How COVID-19 Changed Everything About the 2020 Election

by Molly Ball, TIME Magazine, August 6th 2020

“If the pandemic has revealed the fault lines in American society, it has exposed something else too: some things are still too important to get caught up in politics. Trump’s attempts to make public health a partisan matter have mostly failed. Large majorities of Americans support their states’ pandemic restrictions, believe it’s more important to rein in the virus than to get the economy up and running, think more needs to be done and–by resounding margins–support mask wearing.

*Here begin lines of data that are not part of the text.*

PR #186, opened 2024-09-17
Add TP for QUARKUS-4221 Productization of quarkus-picocli extension

jcarranzan:
### Links

JIRA: https://issues.redhat.com/browse/QUARKUS-4221

PR: https://github.com/quarkus-qe/quarkus-test-suite/pull/2003

Quarkus documentation:

   - Logging
   - Tracing
   - Metrics
   - Security
   - OpenAPI
   - Data sources
   - Frontend
   - Qute

### DIFF
--- a/QUARKUS-4221.md
+++ b/QUARKUS-4221.md
@@ -1,0 +1,103 @@
+# QUARKUS-4221 Productization of Picocli extension
+
+JIRA: https://issues.redhat.com/browse/QUARKUS-4221
+
+PR: https://github.com/quarkus-qe/quarkus-test-suite/pull/2003
+## Scope of the testing
+### What to test
+
+The test coverage will be verified for environments: JVM for Baremetal.
+
+ It won't be tested on Native because this support was requested by the Keycloak team, and they explicitly stated (in the comments of the Jira task) that they don't work with native executables,
+so it's not needed at the moment.
+
+Openshift excluded due to the impracticality of running command-line applications with CLI arguments in these environment.
+
+### Scenarios
+* Verify command line application with some annotations such as: `@CommandLine.Command` / `@CommandLine.Option` 
+
+  - **Purpose:** Ensure that the greeting command works correctly and produces the expected output when provided with the correct arguments.
+  - **Configuration:** Set up a @QuarkusApplication RestService to run the application in a controlled environment.
+  - **Test:** Run the command and verify that the output matches the expected greeting message.
+  
+
+* Verify the usage of proxy scope with @ApplicationScope in beans to check 'Picocli will not be able to set field values in such beans' according 
+the warning in the guide: [simple-command-line-application](https://quarkus.io/guides/picocli#simple-command-line-application).
+
+  - **Purpose:** To test if Picocli can handle beans annotated with `@ApplicationScoped`. 
+  According to Picocli documentation, `@ApplicationScoped` beans should not be used with Picocli commands
+  because Picocli cannot set field values in such beans due to their proxy nature. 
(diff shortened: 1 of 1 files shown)


QUARKUS-4221.md
```diff
@@ -0,0 +1,75 @@
+# QUARKUS-4221 Productization of Picocli extension
+
+JIRA: https://issues.redhat.com/browse/QUARKUS-4221
+
+PR: https://github.com/quarkus-qe/quarkus-test-suite/pull/2003
+## Scope of the testing
+### What to test
+
+The test coverage will be verified for environments: JVM for Baremetal and Openshift.
```
fedinskiy, line 9: Why Openshift? Will you verify any K8s specific behaviors?

fedinskiy, line 9: They mention in the guide, that there are some potential problems on Native. Shouldn't we at least minimally check it?

QUARKUS-4221.md
```diff
@@ -0,0 +1,75 @@
...
+
+* Verify simple command line application with some annotations such as: `@CommandLine.Command` / `@CommandLine.Option`
```
fedinskiy, line 11: Is there a coverage in upstream?

QUARKUS-4221.md
jcarranzan: No, there is nothing specific to verify about K8s, but I thought all our tests should also be executed in Openshift as a part of our testing strategy.

jcarranzan: I omitted on Native because this support was asked by keycloak and in a previous analysis they said don't worry about native (they don't play with Native executables).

The national mood has undergone a wholesale shift in this most tumultuous of election years. In Third Way’s studies, voters talked about feelings of sadness, anger, anxiety and fear. Pollsters’ response rates have skyrocketed because so many lonely, homebound people are answering the phone just to have someone to talk to. America is a divided nation, but also one that craves communion and solidarity. When a Black man was brutally murdered on video by police in Minneapolis, people took to the streets in unprecedented numbers. Three-quarters of Americans said they backed the recent racial-justice protests, and support for the Black Lives Matter movement surged, stunning political observers. It’s hard to imagine this happening without Trump. But it’s hard to imagine it without COVID-19 too.

When one day Americans look back on this plague, the campaign it coincided with will be an inextricable part of the story. The U.S. has held elections under difficult circumstances before: wars, depressions, natural disasters. Each time, in the face of difficulty, we voted on schedule; each time, democracy gave us the opportunity to choose how we would steer out of the crisis.”